Problem requirements:
Locate the line that contains "PR #2342, opened 2019-12-09" in the entries below, then repeat it and every following line through the line that contains "This functionality is", exactly, and no others.

╭──

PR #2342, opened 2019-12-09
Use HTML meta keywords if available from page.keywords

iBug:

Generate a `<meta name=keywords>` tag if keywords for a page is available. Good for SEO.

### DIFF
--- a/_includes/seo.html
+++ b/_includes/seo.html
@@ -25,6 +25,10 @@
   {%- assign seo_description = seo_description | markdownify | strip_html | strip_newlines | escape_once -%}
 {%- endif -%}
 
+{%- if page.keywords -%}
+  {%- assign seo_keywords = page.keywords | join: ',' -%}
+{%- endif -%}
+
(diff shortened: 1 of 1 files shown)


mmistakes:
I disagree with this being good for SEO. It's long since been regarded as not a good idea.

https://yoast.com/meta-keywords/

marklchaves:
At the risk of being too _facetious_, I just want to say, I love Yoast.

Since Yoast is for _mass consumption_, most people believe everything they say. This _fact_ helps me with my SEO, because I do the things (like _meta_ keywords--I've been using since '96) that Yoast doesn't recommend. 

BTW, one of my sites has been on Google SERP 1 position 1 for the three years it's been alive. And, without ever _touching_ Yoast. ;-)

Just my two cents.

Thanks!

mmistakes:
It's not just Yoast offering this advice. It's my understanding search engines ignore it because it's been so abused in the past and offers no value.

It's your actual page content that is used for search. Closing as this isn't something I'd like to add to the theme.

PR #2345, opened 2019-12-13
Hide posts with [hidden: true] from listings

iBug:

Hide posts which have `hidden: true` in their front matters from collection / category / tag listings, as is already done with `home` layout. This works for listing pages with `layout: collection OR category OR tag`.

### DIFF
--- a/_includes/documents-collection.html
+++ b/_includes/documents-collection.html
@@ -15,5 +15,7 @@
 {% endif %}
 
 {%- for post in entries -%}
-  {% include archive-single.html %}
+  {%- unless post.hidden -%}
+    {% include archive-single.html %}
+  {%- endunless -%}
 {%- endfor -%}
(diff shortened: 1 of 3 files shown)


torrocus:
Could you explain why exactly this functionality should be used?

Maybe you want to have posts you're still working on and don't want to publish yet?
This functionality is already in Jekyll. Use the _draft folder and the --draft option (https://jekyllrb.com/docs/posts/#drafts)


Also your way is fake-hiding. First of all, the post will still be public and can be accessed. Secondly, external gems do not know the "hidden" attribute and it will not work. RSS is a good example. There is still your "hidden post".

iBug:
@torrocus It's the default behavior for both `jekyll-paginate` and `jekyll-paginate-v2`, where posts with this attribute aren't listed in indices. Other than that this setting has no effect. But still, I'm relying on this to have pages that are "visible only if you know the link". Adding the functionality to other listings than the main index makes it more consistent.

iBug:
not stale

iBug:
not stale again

╰──
╭──

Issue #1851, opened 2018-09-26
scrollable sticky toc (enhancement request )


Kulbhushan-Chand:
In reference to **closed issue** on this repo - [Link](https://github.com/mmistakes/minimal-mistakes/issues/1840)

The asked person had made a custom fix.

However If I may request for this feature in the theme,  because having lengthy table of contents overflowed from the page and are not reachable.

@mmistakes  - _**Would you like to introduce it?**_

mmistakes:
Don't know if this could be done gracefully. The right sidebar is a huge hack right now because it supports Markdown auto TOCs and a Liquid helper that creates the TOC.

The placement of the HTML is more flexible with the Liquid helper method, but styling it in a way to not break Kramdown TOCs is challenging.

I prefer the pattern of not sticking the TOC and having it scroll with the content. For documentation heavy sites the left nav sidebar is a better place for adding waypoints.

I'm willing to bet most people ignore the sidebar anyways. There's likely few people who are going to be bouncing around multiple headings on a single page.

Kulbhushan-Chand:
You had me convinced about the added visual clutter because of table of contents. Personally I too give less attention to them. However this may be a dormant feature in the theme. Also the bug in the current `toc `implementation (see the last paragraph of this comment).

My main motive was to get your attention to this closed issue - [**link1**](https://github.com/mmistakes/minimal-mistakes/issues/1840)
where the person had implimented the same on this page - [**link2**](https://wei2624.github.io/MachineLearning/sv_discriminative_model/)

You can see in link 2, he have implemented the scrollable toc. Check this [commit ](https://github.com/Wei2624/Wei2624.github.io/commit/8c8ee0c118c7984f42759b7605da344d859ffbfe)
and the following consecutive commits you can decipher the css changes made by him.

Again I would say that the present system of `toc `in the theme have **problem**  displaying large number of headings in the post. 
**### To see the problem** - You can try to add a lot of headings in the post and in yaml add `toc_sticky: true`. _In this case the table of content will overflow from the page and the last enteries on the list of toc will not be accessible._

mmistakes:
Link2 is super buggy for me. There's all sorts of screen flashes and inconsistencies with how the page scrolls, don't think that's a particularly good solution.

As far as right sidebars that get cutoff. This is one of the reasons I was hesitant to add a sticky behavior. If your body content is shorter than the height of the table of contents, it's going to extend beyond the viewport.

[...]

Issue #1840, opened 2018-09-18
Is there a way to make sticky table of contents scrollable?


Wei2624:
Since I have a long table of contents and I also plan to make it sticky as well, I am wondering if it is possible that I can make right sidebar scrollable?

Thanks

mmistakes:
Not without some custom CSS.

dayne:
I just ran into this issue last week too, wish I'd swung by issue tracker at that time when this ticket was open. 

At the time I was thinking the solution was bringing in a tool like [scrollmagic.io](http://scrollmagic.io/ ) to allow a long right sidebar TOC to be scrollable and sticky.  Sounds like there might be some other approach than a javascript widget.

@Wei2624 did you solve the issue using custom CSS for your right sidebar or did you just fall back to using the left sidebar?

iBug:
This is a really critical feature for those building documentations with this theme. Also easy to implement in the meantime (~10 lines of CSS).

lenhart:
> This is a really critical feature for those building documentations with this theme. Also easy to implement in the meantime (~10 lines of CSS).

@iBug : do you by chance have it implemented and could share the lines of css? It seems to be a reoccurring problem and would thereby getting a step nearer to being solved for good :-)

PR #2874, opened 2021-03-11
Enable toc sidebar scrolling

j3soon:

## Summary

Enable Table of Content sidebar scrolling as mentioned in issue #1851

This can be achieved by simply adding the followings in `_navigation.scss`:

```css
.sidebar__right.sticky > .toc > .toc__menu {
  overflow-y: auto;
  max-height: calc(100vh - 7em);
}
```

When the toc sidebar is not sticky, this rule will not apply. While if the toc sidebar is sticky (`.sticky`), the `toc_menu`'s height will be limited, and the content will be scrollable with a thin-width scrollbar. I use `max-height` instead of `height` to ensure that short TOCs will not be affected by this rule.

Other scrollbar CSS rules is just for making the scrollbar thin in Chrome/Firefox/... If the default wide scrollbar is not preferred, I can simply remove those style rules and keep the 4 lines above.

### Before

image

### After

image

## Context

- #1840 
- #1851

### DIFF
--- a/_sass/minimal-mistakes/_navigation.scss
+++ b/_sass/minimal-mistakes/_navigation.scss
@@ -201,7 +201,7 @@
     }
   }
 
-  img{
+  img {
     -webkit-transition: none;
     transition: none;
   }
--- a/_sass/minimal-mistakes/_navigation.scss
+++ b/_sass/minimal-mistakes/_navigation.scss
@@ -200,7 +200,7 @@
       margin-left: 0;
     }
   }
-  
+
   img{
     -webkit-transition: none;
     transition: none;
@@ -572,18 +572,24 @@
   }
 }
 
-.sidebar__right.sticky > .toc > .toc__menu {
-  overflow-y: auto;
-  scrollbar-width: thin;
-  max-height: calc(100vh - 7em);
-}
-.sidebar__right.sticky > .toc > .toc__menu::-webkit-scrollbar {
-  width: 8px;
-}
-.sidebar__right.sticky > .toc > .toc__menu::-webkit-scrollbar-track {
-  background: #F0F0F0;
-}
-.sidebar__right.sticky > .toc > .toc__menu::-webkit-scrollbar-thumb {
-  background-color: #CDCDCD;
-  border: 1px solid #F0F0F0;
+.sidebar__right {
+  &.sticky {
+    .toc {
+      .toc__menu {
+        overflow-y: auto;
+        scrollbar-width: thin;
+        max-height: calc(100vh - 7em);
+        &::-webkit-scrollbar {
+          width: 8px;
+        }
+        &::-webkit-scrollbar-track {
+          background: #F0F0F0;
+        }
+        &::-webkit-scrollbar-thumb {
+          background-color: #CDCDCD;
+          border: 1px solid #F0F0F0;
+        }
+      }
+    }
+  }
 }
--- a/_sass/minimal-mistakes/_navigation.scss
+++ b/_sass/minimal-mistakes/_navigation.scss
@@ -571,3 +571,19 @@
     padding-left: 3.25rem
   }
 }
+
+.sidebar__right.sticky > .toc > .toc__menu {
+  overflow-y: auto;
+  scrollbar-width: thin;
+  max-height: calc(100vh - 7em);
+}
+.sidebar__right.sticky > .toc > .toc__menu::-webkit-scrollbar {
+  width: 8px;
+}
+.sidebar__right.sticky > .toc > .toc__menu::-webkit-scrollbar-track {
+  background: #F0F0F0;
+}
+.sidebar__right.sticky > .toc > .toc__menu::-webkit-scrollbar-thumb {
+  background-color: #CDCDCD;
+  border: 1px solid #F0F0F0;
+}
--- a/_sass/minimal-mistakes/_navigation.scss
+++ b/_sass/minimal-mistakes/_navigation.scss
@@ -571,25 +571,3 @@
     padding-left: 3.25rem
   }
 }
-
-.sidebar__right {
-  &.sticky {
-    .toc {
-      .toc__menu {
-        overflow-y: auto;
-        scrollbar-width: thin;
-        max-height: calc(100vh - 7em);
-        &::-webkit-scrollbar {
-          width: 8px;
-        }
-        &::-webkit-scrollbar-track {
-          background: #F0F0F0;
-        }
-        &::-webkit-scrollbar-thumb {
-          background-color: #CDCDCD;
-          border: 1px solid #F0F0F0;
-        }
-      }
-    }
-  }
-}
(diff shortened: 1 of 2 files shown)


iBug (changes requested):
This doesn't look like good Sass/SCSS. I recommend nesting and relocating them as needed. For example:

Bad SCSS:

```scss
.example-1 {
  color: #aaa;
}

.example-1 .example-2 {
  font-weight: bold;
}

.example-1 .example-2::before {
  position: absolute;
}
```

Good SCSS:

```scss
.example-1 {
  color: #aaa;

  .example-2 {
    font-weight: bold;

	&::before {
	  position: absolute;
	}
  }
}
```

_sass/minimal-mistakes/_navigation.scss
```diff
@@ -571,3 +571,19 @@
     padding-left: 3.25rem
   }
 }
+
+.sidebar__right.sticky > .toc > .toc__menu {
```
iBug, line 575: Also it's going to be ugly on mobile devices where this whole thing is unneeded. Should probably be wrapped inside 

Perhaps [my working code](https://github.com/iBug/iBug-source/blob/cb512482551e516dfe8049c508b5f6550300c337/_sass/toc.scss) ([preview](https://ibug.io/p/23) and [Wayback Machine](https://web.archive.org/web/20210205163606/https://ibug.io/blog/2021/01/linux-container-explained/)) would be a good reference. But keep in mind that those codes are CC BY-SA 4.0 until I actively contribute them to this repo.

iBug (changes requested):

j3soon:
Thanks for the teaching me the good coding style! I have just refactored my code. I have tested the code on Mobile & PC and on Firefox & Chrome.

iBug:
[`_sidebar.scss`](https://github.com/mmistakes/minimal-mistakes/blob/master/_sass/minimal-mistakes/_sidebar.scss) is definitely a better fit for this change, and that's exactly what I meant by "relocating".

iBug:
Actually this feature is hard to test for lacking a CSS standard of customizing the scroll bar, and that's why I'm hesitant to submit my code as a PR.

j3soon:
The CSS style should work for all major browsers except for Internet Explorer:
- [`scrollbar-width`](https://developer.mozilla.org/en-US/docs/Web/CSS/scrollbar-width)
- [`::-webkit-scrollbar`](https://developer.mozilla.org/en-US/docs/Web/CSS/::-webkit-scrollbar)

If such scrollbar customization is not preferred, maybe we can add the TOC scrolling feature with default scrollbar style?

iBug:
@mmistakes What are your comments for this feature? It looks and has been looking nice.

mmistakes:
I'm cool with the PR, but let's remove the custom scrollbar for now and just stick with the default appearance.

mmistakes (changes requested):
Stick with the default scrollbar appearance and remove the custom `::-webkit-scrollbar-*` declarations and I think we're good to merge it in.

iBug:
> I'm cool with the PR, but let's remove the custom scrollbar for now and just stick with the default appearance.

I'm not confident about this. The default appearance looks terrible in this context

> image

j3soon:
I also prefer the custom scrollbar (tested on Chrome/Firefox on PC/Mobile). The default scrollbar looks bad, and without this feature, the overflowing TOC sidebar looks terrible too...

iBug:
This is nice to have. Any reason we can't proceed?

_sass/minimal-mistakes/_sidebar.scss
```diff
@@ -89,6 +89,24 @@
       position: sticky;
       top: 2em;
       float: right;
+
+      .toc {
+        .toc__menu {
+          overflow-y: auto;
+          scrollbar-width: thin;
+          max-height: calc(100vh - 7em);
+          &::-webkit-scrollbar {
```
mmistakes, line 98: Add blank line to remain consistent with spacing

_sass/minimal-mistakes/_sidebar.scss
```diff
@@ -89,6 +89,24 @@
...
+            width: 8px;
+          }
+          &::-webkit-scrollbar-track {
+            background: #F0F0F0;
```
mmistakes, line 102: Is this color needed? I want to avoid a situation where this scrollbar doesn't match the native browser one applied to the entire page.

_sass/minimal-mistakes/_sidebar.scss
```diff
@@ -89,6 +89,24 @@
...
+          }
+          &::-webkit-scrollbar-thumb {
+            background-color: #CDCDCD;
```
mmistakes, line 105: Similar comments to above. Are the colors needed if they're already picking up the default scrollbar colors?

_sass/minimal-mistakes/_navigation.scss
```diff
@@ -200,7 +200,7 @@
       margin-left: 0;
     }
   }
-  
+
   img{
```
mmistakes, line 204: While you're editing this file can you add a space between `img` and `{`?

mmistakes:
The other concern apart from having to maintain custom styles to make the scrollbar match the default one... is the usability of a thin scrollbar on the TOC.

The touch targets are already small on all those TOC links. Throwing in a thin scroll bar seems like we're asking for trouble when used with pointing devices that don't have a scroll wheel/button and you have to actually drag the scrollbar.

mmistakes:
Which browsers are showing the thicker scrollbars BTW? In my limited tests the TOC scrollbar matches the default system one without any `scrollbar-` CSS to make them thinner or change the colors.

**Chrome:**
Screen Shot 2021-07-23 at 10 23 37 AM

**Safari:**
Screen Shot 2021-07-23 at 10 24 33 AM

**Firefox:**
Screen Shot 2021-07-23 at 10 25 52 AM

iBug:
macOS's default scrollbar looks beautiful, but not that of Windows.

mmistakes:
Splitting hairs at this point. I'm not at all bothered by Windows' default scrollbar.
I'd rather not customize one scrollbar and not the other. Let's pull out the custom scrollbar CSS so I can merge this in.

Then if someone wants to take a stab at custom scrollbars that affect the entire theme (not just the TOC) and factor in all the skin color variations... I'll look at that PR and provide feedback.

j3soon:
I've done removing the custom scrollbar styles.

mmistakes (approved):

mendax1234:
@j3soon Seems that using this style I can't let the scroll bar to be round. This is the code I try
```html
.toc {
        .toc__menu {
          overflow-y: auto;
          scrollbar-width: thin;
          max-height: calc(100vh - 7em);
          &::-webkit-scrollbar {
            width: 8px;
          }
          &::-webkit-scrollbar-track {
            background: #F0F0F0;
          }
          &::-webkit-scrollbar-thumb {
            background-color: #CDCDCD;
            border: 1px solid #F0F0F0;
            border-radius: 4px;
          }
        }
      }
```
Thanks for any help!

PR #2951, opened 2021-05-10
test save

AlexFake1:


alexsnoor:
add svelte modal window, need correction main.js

╰──

Task result:
PR #2342, opened 2019-12-09
Use HTML meta keywords if available from page.keywords

iBug:

Generate a `<meta name=keywords>` tag if keywords for a page is available. Good for SEO.

### DIFF
--- a/_includes/seo.html
+++ b/_includes/seo.html
@@ -25,6 +25,10 @@
   {%- assign seo_description = seo_description | markdownify | strip_html | strip_newlines | escape_once -%}
 {%- endif -%}
 
+{%- if page.keywords -%}
+  {%- assign seo_keywords = page.keywords | join: ',' -%}
+{%- endif -%}
+
(diff shortened: 1 of 1 files shown)


mmistakes:
I disagree with this being good for SEO. It's long since been regarded as not a good idea.

https://yoast.com/meta-keywords/

marklchaves:
At the risk of being too _facetious_, I just want to say, I love Yoast.

Since Yoast is for _mass consumption_, most people believe everything they say. This _fact_ helps me with my SEO, because I do the things (like _meta_ keywords--I've been using since '96) that Yoast doesn't recommend. 

BTW, one of my sites has been on Google SERP 1 position 1 for the three years it's been alive. And, without ever _touching_ Yoast. ;-)

Just my two cents.

Thanks!

mmistakes:
It's not just Yoast offering this advice. It's my understanding search engines ignore it because it's been so abused in the past and offers no value.

It's your actual page content that is used for search. Closing as this isn't something I'd like to add to the theme.

PR #2345, opened 2019-12-13
Hide posts with [hidden: true] from listings

iBug:

Hide posts which have `hidden: true` in their front matters from collection / category / tag listings, as is already done with `home` layout. This works for listing pages with `layout: collection OR category OR tag`.

### DIFF
--- a/_includes/documents-collection.html
+++ b/_includes/documents-collection.html
@@ -15,5 +15,7 @@
 {% endif %}
 
 {%- for post in entries -%}
-  {% include archive-single.html %}
+  {%- unless post.hidden -%}
+    {% include archive-single.html %}
+  {%- endunless -%}
 {%- endfor -%}
(diff shortened: 1 of 3 files shown)


torrocus:
Could you explain why exactly this functionality should be used?

Maybe you want to have posts you're still working on and don't want to publish yet?
This functionality is already in Jekyll. Use the _draft folder and the --draft option (https://jekyllrb.com/docs/posts/#drafts)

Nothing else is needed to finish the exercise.